Linear growth delay (stunting) affects roughly 155 million children under the age of 5 years worldwide. Treatment has been limited by a lack of understanding of the underlying pathophysiological mechanisms. Stunting is most likely associated with changes in the microbial community of the small intestine, a compartment vital for digestion and nutrient absorption. Efforts to better understand the pathophysiology have been hampered by difficulty of access to small intestinal fluids. Here, we describe the microbial community found in the upper gastrointestinal tract of stunted children aged 2-5 y living in sub-Saharan Africa. We studied 46 duodenal and 57 gastric samples from stunted children, as well as 404 fecal samples from stunted and nonstunted children living in Bangui, Central African Republic, and in Antananarivo, Madagascar, using 16S Illumina Amplicon sequencing and semiquantitative culture methods. The vast majority of the stunted children showed small intestinal bacterial overgrowth dominated by bacteria that normally reside in the oropharyngeal cavity. There was an overrepresentation of oral bacteria in fecal samples of stunted children, opening the way for developing noninvasive diagnostic markers. In addition, Escherichia coli/Shigella sp. and Campylobacter sp. were found to be more prevalent in stunted children, while Clostridia, well-known butyrate producers, were reduced. Our data suggest that stunting is associated with a microbiome "decompartmentalization" of the gastrointestinal tract characterized by an increased presence of oropharyngeal bacteria from the stomach to the colon, hence challenging the current view of stunting arising solely as a consequence of small intestine overstimulation through recurrent infections by enteric pathogens.

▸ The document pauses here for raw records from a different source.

PR #3399, opened 2016-12-04
Make absolute fixtures path

oxidase:
# Issue

If the build directory is not in CMAKE_SOURCE_DIR than some tests that use relative paths may fail.
PR adds compile definition `FIXTURES_DIR="${CMAKE_SOURCE_DIR}/unit_tests/fixtures"`  to `extractor-tests`.

Also PR makes `rm $(DATA_NAME).*` non-failing if `$(DATA_NAME).*` files do not exist.

## Tasklist
 - [x] review
 - [x] adjust for comments

 - [x] New exceptions, logging, errors - are messages distinct enough to track down in the code if they get thrown in production on non-debug builds?
~~- [ ] Relevant docs updated~~
~~- [ ] Changelog entry if required~~
~~- [ ] Impact on the API surface~~
~~- [ ] If HTTP/libosrm.o is backward compatible features, bump the minor version~~
~~- [ ] File format changes require at minor release~~
~~- [ ] If old clients can't use the API after changes, bump the major version~~

### DIFF
--- a/test/data/Makefile
+++ b/test/data/Makefile
@@ -15,7 +15,7 @@ PROFILE:=$(PROFILE_ROOT)/car.lua
 all: $(DATA_NAME).osrm.hsgr
 
 clean:
-	rm $(DATA_NAME).*
+	-rm $(DATA_NAME).*
 
 $(DATA_NAME).osm.pbf:
 	wget $(DATA_URL) -O $(DATA_NAME).osm.pbf
--- a/unit_tests/CMakeLists.txt
+++ b/unit_tests/CMakeLists.txt
@@ -48,6 +48,8 @@ if(NOT WIN32 AND NOT Boost_USE_STATIC_LIBS)
   add_definitions(-DBOOST_TEST_DYN_LINK)
 endif()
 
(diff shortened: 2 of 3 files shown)


test/data/Makefile
```diff
@@ -15,7 +15,7 @@ PROFILE:=$(PROFILE_ROOT)/car.lua
 all: $(DATA_NAME).osrm.hsgr
 
 clean:
-	rm $(DATA_NAME).*
+	-rm $(DATA_NAME).*
```
TheMarex: What does the `-` before `rm` do?

unit_tests/CMakeLists.txt
```diff
@@ -48,6 +48,8 @@ if(NOT WIN32 AND NOT Boost_USE_STATIC_LIBS)
   add_definitions(-DBOOST_TEST_DYN_LINK)
 endif()
 
+target_compile_definitions(extractor-tests PRIVATE COMPILE_DEFINITIONS FIXTURES_DIR="${CMAKE_SOURCE_DIR}/unit_tests/fixtures")
```
TheMarex: Can we prefix this define with `OSRM_`?

test/data/Makefile
TheMarex: Ah cool didn't know about that functionality. 👍

unit_tests/CMakeLists.txt
oxidase: Ok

Identifying the etiology and pathophysiology underlying stunting and environmental enteropathy: study protocol of the AFRIBIOTA project.

BACKGROUND: Globally one out of four children under 5 years is affected by linear growth delay (stunting). This syndrome has severe long-term sequelae including increased risk of illness and mortality and delayed psychomotor development. Stunting is a syndrome that is linked to poor nutrition and repeated infections. To date, the treatment of stunted children is challenging as the underlying etiology and pathophysiological mechanisms remain elusive. We hypothesize that pediatric environmental enteropathy (PEE), a chronic inflammation of the small intestine, plays a major role in the pathophysiology of stunting, failure of nutritional interventions and diminished response to oral vaccines, potentially via changes in the composition of the pro- and eukaryotic intestinal communities. The main objective of AFRIBIOTA is to describe the intestinal dysbiosis observed in the context of stunting and to link it to PEE. Secondary objectives include the identification of the broader socio-economic environment and biological and environmental risk factors for stunting and PEE as well as the testing of a set of easy-to-use candidate biomarkers for PEE. We also assess host outcomes including mucosal and systemic immunity and psychomotor development. This article describes the rationale and study protocol of the AFRIBIOTA project. METHODS: AFRIBIOTA is a case-control study for stunting recruiting children in Bangui, Central African Republic and in Antananarivo, Madagascar. In each country, 460 children aged 2-5 years with no overt signs of gastrointestinal disease are recruited (260 with no growth delay, 100 moderately stunted and 100 severely stunted). We compare the intestinal microbiota composition (gastric and small intestinal aspirates; feces), the mucosal and systemic immune status and the psychomotor development of children with stunting and/or PEE compared to non-stunted controls. We also perform anthropological and epidemiological investigations of the children's broader living conditions and assess risk factors using a standardized questionnaire. DISCUSSION: To date, the pathophysiology and risk factors of stunting and PEE have been insufficiently investigated. AFRIBIOTA will add new insights into the pathophysiology underlying stunting and PEE and in doing so will enable implementation of new biomarkers and design of evidence-based treatment strategies for these two syndromes.